By Peter Nurse
Investing.com - The dollar traded largely unchanged early in the European session Wednesday, struggling for direction in holiday-thinned volumes, but looks set for a strong 2022.
At 1:55 AM ET (0655 GMT), the Dollar Index, which tracks the greenback against a basket of six other currencies, traded largely flat at 96.230.
USD/JPY rose 0.1% to 114.90, just below Tuesday’s month-low of 114.94, EUR/USD fell 0.1% to 1.1305, GBP/USD edged lower to 1.3430, slipping from a five-week high, while the risk-sensitive AUD/USD edged higher to 0.7229.
“The week before and the one after Christmas are notably a low-volatility period for most asset classes including FX,” said analysts at ING, in a note. “This year some seasonal tendencies will be mixed with the Omicron variant threatening to force new restrictions and markets still processing a week full of key central bank decisions.”
The safe-haven dollar has been on the backfoot of late with the recent rally in risk assets based on a view the Omicron strain would be less dangerous than the Delta variety, the previous dominant strain, and would thus not derail the global economic recovery too much.
That said, the dollar index has enjoyed its best year since 2015 and many expect further advances for the greenback in 2022, as the U.S. Federal Reserve recently indicated it will start hiking interest rates next year, before other major central banks and the European Central Bank and the Bank of Japan, in particular.
“Given our view of the persistence of U.S. inflation pressures, we see further room for the Fed to turn hawkish,” said analysts at Nordea, in a note. “While the financial markets are already flirting with the chance of the Fed starting its rate hikes as early as at the mid-March 2022 meeting, we see more room for market pricing to increase longer out.”
Elsewhere, USD/TRY rose 2.3% to 12.0812, with the lira weakening amid persisting investor concern over Turkey's monetary policy, having surged more than 50% last week after President Recep Tayyip Erdogan announced a scheme to protect lira deposits against currency volatility.

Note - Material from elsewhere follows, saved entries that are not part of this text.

PR #4950, opened 2026-06-30
Dup names

### LINKED ISSUE #547: vg construct from fasta path name selection could be better.
When building a VG from an Ensembl Bacteria the selected path name is not ideal.

The FASTA header is
```
>Chromosome dna:chromosome chromosome:ASM1942v1:Chromosome:1:4686137:1 REF
```
This gives after VG construct

```
vg construct --reference ecoli/Escherichia_coli_str_k_12_substr_dh10b.ASM1942v1.dna.chromosome.Chromosome.fa -m 1000 > ecoli/Escherichia_coli_str_k_12_substr_dh10b.ASM1942v1.vg
```

The following path name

The Turkish lira had recently fallen to record lows on the back of the central bank slashing its policy rate by 500 basis points since September even though inflation soared.
The next iteration of the country’s inflation rate is due in early January, and is expected to have climbed above 30% in December for the first time since 2003, according to a Reuters poll.
The median forecast of 13 economists is 30.6%, which would be the highest since May 2003 - with forecasts ranging from 26.4% to 37.3%.